Editorial: Rush Hour

It was Rush Hour inside the Beltway last week, with so much happening we needed to offer this editorial smorgasbord on several key items of the day, while reserving the right to extend, rather than revise, our remarks at a later date.

First up is the White House’s announcement of its picks—actually congressional leadership choices—for the one vacant and one soon-to-be vacant FCC commissioner seats. That was a good thing (except for the impact of the 6:45 p.m. Halloween-night timing of the White House announcement on reporters who have kids). Had the White House not sent the nominations of Jessica Rosenworcel and Ajit Pai to the Senate last week for its advice and likely consent, it would have been hard-pressed to get them vetted and voted and seated by the end of the year, which will be no short order as it is.

With FCC commissioner Michael Copps exiting by year-end, the agency needs a full complement to deal with the many issues at hand, and the Obama administration would have had a hard time explaining inaction on FCC appointees while at the same time pushing broadband buildouts— currently a priority in FCC rulemakings—as a crucial national interest.

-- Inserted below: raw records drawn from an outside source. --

PR #520, opened 2025-03-12
UInt OrdWord removal

### LINKED ISSUE #486: Simplify Haskell constraints for `instance Ord (UInt n r c)`

echatav:
Resolves #486


symbolic-base/src/ZkFold/Symbolic/Data/UInt.hs
```diff
@@ -447,14 +443,14 @@ instance ( Symbolic c, KnownNat n, KnownRegisterSize r
     x <  y = y > x
 
     (UInt u1) >= (UInt u2) =
-        let w1 = asWords @OrdWord @regSize u1
-            w2 = asWords @OrdWord @regSize u2
-         in bitwiseGE @OrdWord w1 w2
+        let w1 = asWords @regSize u1
+            w2 = asWords @regSize u2
+         in bitwiseGE @regSize w1 w2
```
vks4git, line 448: Have you also changed the implementation of `bitwiseGE`? Invoking it with word size as big as the whole register will generate impossible range constraints.

PR #528, opened 2025-03-20
Build symbolic with both GHC 9.6 and GHC 9.12

vks4git:


vks4git:
Converted to draft since stylish-haskell removed the changes I introduced...

symbolic-base/src/ZkFold/Base/Algebra/Polynomials/Multivariate/Polynomial.hs
```diff
@@ -8,10 +8,7 @@ import           Control.DeepSeq                                       (NFData)
 import           Data.Aeson                                            (FromJSON, ToJSON)
 import           Data.Bifunctor                                        (Bifunctor (..))
 import           Data.Functor                                          ((<&>))
-import           Data.List                                             (intercalate)
-#if __GLASGOW_HASKELL__ < 912
-import           Data.List                                             (foldl')
-#endif
+import           Data.List                                             (foldl', intercalate)
```
TurtlePU, line 11: I think that, actually, what stylish-haskell did here is ok because for both GHC 9.6 and 9.12, foldl' can be found here

vks4git: But then GHC 9.12 will complain about redundant imports, and we're building with -Werror

TurtlePU: Oof, ok
Technically, we could rewrite it to not depend on the Prelude (or, at least, list the dependencies explicitly)

TurtlePU:
I guess we can close this since #548 subsumes it?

We will hold off on giving those two commissioners-to-be their explicit marching orders from this page on issues like media ownership, retrans, spectrum, mergers, disclosure and more and, for now, congratulate them on their nominations, which we expect will be approved by the Senate.

But one thing we will caution them about is the FCC’s new attempt to boost TV station reporting requirements. Making info more accessible online is a laudable goal, and just short of a fixation with the current administration. But broadcasters are right to be concerned about the FCC adopting new program reporting categories at the same time it takes control of a centralized, perhaps searchable and cross-referenced database of station info.

This is not some Luddite objection to new technology, but a caution that the combination of that database with the FCC’s control of licenses has Big Brother intimations. The FCC has pitched the online move as being a potential plus for broadcasters because it will save trees by moving from paper files in station filing cabinets to online files, and “improve the dialog between broadcast stations and the communities they serve…significantly reducing compliance burdens on the stations.” Reducing paperwork is a laudable goal, and improving dialog sounds fine so long as what the FCC is doing is moderating that conversation and not influencing it in a direction preferred by a political majority of regulators.

The key to this effort will be how the FCC chooses to modify the program issues list stations currently submit. If the FCC creates a onesize- fits-all form or sets minimum requirements, all that talk about reducing compliance burdens goes out the window. And if a new reporting form appears to be a series of programming dictates by proxy, broadcasters should not be reluctant to take the FCC to court. Again.

But we are getting ahead ourselves. The FCC has asked for comment on its proposal and we’re sure broadcasters, and this page, will have much more to say.

Elsewhere, the Third Circuit Court of Appeals has had its say on the Janet Jackson Super Bowl reveal, upholding its earlier decision that the CBS fine was arbitrary and capricious, rooted in an FCC change in indecency enforcement policy that the commission failed to let broadcasters know had changed.

That means that both the Third and Second Circuits have ruled the FCC’s fleeting profanity and nudity policies to be either a violation of administrative procedures or unconstitutional, or both.

The Supreme Court has agreed to hear appeals of the Fox and ABC cases, but they should take the fact that both the Third and Second Circuits are in agreement about the waywardness of the FCC’s indecency policy into account. The government’s seven-year-itch to hound CBS over that tempest in a D cup may fi nally be wrapping up. Time to focus on that multi-trillion dollar deficit.